Ausgehend von Bildern einer in Großbritannien jährlich zu Kate Bushs Geburtstag abgehaltenen öffentlichen „Wuthering Heights“-Aufführung von zahlreichen Fans im ans Musikvideo angelehnten roten Dress führt eine Sprecherin aus dem Off durch den Film, die zugleich dolmetscht. Historische Archivaufnahmen inklusive Ausschnitten aus Interviews und Statements von Bush-Entdecker David Gilmour (Pink Floyd), Bandmitgliedern, einem Bush-Biografen und ihrem Fotografen rollen Bushs Biografie von ihrer Kindheit an auf und vermitteln einen Eindruck von der Person Kate Bush – soweit möglich, denn sie stand für diese Dokumentation nicht persönlich zur Verfügung und findet lediglich in Form von Archivmaterial bzw. in den Aussagen anderer und in ihrer Kunst statt; ferner scheint sie zeitlebens durchaus mit Bedacht gewählt haben, was aus ihrem Privatleben für die Öffentlichkeit bestimmt ist und was nicht.

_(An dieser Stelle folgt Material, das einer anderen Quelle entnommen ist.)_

Issue #12, opened 2016-08-18
Use more formal/complete HSTS parser


konklone:
Ideally, there would already be a good tested Python library for doing this. 

For reference, here's the parser I wrote in Ruby (with careful attention to the HSTS RFC):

Nichtsdestotrotz orientiert sich Laborey recht souverän chronologisch an den Albumveröffentlichungen und verschiedenen Lebensabschnitten Bushs. So erfährt man von ihrer Entdeckung durch Gilmour, blickt zurück auf die Entstehung ihrer ersten Band und bekommt die Filmszenen, die Bush laut eigener Aussage zu „Wuthering Heights“ inspiriert haben, zu sehen. Inspiration für ihre expressiven Performances wiederum war der Pantomime Lindsay Kemp, bei dem Bush schließlich in die Schule ging – wie das Archivmaterial mit bewegten Bildern untermauert. Man bekommt vermittelt, dass Bushs zweites Album auf Druck der EMI hin in Rekordgeschwindigkeit fertiggestellt wurde – eine Arbeitsweise, von der sie sich daraufhin verabschiedete – und dass ihre anschließende große Europatour, bei der sie als erste Sängerin überhaupt ein Headset benutzte, ihre erste und zugleich lange Zeit letzte bleiben sollte: Erst 2014 kehrte sie mit einer Tournee auf die Livebühnen zurück.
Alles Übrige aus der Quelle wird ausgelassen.